Records from a dataset
Issue #800, opened 2017-02-06
Atomics and memory model specification questions/issues


anba:
24.4.1.3 GetWaiterList
- The term "semantic object" is not defined.
- The "store of WaiterList objects" and the lookup/retrieval operations could be more explicitly defined, e.g. similar to the Map.prototype methods.

24.4.*
- The term "semantic function" is not defined.
- The various operations should work on number values instead of list of byte values, e.g. the result of `add` when called with &laquo; 255 &raquo; and &laquo; 255 &raquo; is currently somewhat ambiguous, because the element type is not given which means i.a. that the length of the returned list of byte values isn't specified. 
- Also: It probably wouldn't hurt to have an explicit definition of the term "byte value".

27.7.3 Tear Free Reads
- Has "See Access Atomicity below.", but there's no "Access Atomicity" in the following paragraphs. Can we simply remove this reference and should it point to another section?

jmdyck:
re "semantic object": Probably a different term should be used. (Elsewhere, "specification type value" is used, but it's kind of clunky.)

At first glance, it seems like a WaiterList could be modelled as just a List. But apparently it also has a 'critical section' (which is never defined, by the way), so perhaps it would be better modelled as a Record with 2 fields.

jmdyck:
re "semantic function": I think this just means a function in the mathematical sense. The 'Algorithm Conventions' clause uses the term "mathematical function" for this. The RegExp clause uses the term "internal procedure" for something similar.

Alternatively, I think you could argue that the things referred to as "semantic functions" qualify as "abstract operations".

lars-t-hansen:
Related background:
https://github.com/tc39/ecmascript_sharedmem/issues/118
https://github.com/tc39/ecmascript_sharedmem/issues/120

I have no clear memory of where "semantic function" came from, but ISTR it is the result of an earlier bikeshed aimed at ensuring that there was no confusion between these functions and ES functions, at the time when the higher-order operation was introduced (the original spec draft just spelled out the algorithms individually).  Any term will suffice as long as that confusion is avoided.

(SIMD has the same concern, presumably.)

lars-t-hansen:
The critical section is orthogonal to the list, it just needs to be clear that the critical section protects that list.  The list can be any data structure, since it's only accessed inside the critical section.

[...]

PR #2240, opened 2020-12-02
Editorial: Describe `WaiterList` using `Record`s

ExE-Boss:
This makes `WaiterList`s use existing constructs, rather than the not‑used‑elsewhere “semantic object”.

This also makes [the `Atomics.waitAsync(…)` proposal](https://tc39.es/proposal-atomics-wait-async/) diff more cleanly.

## See also:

* _Exercise details_: Only the lines from the one with "The critical section is" through the last line of the records belong in the answer, each copied exactly.

* _Result of the exercise_:
The critical section is orthogonal to the list, it just needs to be clear that the critical section protects that list.  The list can be any data structure, since it's only accessed inside the critical section.

[...]

PR #2240, opened 2020-12-02
Editorial: Describe `WaiterList` using `Record`s

ExE-Boss:
This makes `WaiterList`s use existing constructs, rather than the not‑used‑elsewhere “semantic object”.

This also makes [the `Atomics.waitAsync(…)` proposal](https://tc39.es/proposal-atomics-wait-async/) diff more cleanly.

## See also:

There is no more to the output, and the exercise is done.